▸ **Problem details**:
Please take the records that follow and repeat exactly the lines starting with the line with "(diff shortened: 1 of 2 files shown)" and going on through the line with "Doesn't this accept only strings?".

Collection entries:
Segment Open

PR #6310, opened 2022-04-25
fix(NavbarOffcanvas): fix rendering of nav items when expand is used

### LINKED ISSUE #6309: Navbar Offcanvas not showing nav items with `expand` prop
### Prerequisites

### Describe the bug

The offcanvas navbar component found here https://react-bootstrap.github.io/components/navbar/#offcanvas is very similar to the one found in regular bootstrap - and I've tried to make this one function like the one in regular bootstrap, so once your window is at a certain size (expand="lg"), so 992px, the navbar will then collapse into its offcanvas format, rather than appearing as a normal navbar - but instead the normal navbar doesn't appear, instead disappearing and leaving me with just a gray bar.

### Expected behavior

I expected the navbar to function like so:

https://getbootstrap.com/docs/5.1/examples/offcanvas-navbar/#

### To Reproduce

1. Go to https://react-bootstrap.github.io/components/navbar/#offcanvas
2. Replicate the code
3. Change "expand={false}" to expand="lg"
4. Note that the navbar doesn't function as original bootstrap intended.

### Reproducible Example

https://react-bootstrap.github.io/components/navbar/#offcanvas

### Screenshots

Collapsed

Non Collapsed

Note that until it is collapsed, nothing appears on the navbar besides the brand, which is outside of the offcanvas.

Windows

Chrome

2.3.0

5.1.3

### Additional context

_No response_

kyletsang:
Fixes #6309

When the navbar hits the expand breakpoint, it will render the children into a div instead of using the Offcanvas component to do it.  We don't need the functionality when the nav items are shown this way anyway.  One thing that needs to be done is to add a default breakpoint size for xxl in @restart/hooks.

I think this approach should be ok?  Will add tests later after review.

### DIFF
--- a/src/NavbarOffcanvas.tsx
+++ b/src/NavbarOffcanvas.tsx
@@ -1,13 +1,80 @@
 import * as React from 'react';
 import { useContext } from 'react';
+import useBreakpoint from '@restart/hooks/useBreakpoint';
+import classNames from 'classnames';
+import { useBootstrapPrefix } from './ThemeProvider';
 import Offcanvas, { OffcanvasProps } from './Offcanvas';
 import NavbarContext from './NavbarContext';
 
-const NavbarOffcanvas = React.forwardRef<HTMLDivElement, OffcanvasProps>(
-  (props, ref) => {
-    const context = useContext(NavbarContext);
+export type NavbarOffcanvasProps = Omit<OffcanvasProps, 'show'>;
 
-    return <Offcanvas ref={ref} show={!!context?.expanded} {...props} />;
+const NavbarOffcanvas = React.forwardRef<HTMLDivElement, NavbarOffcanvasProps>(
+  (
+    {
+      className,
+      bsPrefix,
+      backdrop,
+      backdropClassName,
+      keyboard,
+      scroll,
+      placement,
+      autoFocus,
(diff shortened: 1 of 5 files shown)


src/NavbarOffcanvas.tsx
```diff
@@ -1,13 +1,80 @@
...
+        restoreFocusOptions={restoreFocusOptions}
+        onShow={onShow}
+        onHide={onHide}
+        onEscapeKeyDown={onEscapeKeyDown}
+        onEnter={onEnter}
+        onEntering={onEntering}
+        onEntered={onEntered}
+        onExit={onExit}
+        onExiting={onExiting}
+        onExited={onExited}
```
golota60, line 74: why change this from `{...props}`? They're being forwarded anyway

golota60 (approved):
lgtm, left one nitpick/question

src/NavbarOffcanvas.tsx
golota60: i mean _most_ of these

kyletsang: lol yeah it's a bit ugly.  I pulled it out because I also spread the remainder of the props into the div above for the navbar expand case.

Segment Closed
Segment Open

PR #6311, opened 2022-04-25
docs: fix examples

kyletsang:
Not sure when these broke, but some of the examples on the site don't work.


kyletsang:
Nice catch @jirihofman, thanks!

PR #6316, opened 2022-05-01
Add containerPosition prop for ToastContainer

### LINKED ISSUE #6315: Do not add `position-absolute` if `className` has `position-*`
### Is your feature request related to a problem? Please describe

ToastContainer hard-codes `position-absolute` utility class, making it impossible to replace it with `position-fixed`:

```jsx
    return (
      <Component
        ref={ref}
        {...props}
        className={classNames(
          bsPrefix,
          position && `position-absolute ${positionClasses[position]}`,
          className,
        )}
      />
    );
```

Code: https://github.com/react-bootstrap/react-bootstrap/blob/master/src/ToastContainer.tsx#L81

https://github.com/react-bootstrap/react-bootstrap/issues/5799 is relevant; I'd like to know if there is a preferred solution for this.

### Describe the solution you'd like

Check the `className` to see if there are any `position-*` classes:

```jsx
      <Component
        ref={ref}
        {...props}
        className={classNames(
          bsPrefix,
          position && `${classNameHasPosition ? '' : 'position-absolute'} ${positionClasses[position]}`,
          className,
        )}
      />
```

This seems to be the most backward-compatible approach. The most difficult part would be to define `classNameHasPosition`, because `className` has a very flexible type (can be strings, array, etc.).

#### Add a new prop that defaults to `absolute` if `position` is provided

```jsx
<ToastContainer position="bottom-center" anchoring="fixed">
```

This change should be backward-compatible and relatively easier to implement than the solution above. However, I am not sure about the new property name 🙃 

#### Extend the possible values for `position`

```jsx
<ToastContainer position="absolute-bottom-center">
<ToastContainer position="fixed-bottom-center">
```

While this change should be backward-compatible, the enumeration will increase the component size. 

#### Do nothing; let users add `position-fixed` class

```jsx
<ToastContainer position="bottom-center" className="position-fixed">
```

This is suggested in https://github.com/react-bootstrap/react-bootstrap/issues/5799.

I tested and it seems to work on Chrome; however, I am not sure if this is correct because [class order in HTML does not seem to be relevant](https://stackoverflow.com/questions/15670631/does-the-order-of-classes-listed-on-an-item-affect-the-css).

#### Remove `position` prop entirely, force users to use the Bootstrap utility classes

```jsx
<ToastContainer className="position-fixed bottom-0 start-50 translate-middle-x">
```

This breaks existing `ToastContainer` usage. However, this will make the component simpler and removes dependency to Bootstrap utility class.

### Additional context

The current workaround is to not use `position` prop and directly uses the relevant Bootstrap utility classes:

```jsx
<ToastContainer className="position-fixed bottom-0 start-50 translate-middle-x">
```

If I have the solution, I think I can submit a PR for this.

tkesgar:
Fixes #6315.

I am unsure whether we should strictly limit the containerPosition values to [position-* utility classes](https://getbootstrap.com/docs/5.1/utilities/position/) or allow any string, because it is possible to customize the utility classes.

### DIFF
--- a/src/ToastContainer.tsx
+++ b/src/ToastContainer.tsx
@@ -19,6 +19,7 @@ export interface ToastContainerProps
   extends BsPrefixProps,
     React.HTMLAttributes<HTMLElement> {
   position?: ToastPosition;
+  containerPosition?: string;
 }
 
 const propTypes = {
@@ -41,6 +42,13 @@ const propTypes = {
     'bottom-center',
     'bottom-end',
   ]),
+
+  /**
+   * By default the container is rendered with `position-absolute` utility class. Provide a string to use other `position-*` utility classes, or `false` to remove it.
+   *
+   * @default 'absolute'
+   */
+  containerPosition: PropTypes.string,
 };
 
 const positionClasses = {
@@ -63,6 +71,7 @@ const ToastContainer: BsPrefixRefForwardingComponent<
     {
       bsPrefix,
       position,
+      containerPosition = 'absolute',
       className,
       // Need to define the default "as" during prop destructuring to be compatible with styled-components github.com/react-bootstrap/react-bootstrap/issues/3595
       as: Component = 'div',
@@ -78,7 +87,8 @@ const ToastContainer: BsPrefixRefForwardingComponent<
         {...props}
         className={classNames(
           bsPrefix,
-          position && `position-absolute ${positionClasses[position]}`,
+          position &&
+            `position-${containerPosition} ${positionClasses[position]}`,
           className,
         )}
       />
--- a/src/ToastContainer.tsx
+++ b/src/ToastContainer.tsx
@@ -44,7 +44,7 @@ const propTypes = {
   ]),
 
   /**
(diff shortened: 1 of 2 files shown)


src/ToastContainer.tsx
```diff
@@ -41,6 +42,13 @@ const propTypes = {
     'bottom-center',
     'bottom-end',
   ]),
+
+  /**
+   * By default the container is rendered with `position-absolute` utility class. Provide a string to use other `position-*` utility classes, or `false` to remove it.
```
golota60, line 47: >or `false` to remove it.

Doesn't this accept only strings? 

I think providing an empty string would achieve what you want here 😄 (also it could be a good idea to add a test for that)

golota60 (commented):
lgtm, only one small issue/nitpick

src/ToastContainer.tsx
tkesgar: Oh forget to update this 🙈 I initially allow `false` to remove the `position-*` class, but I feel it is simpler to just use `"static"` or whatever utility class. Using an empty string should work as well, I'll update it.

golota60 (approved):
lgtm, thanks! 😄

Segment Closed

▸ **Solution**:
(diff shortened: 1 of 2 files shown)


src/ToastContainer.tsx
```diff
@@ -41,6 +42,13 @@ const propTypes = {
     'bottom-center',
     'bottom-end',
   ]),
+
+  /**
+   * By default the container is rendered with `position-absolute` utility class. Provide a string to use other `position-*` utility classes, or `false` to remove it.
```
golota60, line 47: >or `false` to remove it.

Doesn't this accept only strings? 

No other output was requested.